Alongside cuckoldry comes faithfulness. During discussions of what makes an ideal woman, faithfulness is a key factor; it is a proof the love they have for their husbands. At the end of the play, Nan's father, Alderman Venter, blesses her marriage to the Young Lord Nonsuch by saying that his blessing is to "make thee both fruitful, and a faithful wife." As mentioned in the section on allusions, Peg uses Penelope, Ulysses' wife, to prove how strong her love is for Nucome.
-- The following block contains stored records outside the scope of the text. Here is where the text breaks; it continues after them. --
Issue #3901, opened 2026-04-01
Groups: First group loses config on update


AleksandarCole:
**Description:**  
When updating a canvas via `superplane canvases update`, the first `group` widget in the node list loses its `configuration` block on the server response, while other `group` widgets keep theirs.

**Steps to reproduce:**  
1. Create a canvas YAML with 4 `group` widgets, each with `configuration` containing `label`, `color`, and `childNodeIds`.  
2. Run `superplane canvases update -f canvas.yaml`.  
3. Run `superplane canvases get <Canvas ID> -o yaml`.  
4. Check nodes in output YAML.

**Expected / Actual:**  
Expected: All `group` widgets retain `configuration` after update, regardless of node order.  
Actual: The first `group` widget in the list has `configuration` silently dropped (no `label`, `color`, or `childNodeIds`), with no CLI warning or error.

**Notes:**  
Tried changing color values, removing trigger/filter nodes from `childNodeIds`, renaming the node ID, and reordering nodes. The first processed group still loses configuration.

PR #3911, opened 2026-04-02
fix: CLI group loses config on update

Vukotije:
#3901

- Traced the full flow end to end — CLI YAML parsing, gRPC gateway, server processing, DB round-trip, response serialization. No code anywhere explicitly treats the first node differently from the rest.
- Found that structpb.NewStruct errors are silently discarded in NodesToProto (common.go:725), which means if that conversion ever fails for a node, its configuration just vanishes with no log or error. Added logging for that.
- Wrote a reproduction test that simulates every layer (YAML → protojson → ProtoToNodes → JSON DB roundtrip → NodesToProto → protojson response). All 4 groups keep their config. Also tried it live against the server with a test canvas — couldn't reproduce either.

So the conversion/serialization code itself is fine. The bug is most likely data-specific, something in the reporter's actual YAML that Im not testing with, since I tested on the versioned and non-versioned update path.

The logging change may is still be worth merging, so the next time it happens we'll actually see what failed instead of silent data loss.

### DIFF
--- a/pkg/grpc/actions/common_test.go
+++ b/pkg/grpc/actions/common_test.go
@@ -1,12 +1,18 @@
 package actions
 
 import (
+	"encoding/json"
 	"testing"
 
 	"github.com/stretchr/testify/assert"
 	"github.com/stretchr/testify/require"
+	"google.golang.org/protobuf/encoding/protojson"
+	"gopkg.in/yaml.v3"
 
 	"github.com/superplanehq/superplane/pkg/configuration"
+	"github.com/superplanehq/superplane/pkg/models"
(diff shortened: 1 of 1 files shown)


forestileao:
@Vukotije I think we can close this PR if the described bug is not happening. That maybe is outdated, you can record a short video to prove or show the result of the steps described in the issue and comment in the referencing task

Vukotije:
@forestileao Here is the video, could not reproduce. All group widget configurations preserved after canvas update


https://github.com/user-attachments/assets/00f87a6d-9db5-41e5-9215-96eb78e7dd91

Penelope was famous for her faithfulness, for being the good wife.

== Sources & Allusions ==

=== Sources ===

This play's plot is original, with no major source texts, though the way the Captain escapes is based on a trick from Boccaccio's Decameron. The play shows signs of being hastily constructed, which is probably why it is lesser known than other Renaissance drama.

=== Allusions ===

The characters in Cupid's Whirligig often allude to classical Roman Mythology. Along with Cupid, the god of desire, Venus, the goddess of love, is mentioned multiple times. Nan talks about her love in terms of these gods, saying, "Venus be my good speede, and Cupid send me good lucke, for my heart is very light." Peg also brings up another Roman allusion, her Ulysses, using his story to prove her character. She says. "I will prove as true unto his bed, as ere did she that did Ulysses wed," saying that she will be as faithful as Penelope, Ulysses' wife, who kept all of her suitors at bay during his long absence. Biblical allusions are also present; at one instance, Sir Troublesome mutters, "the plague of Egypt upon you all," referring to the ten plagues God sent on Egypt in order for Pharaoh to let Moses take the Israelites away to the promised land.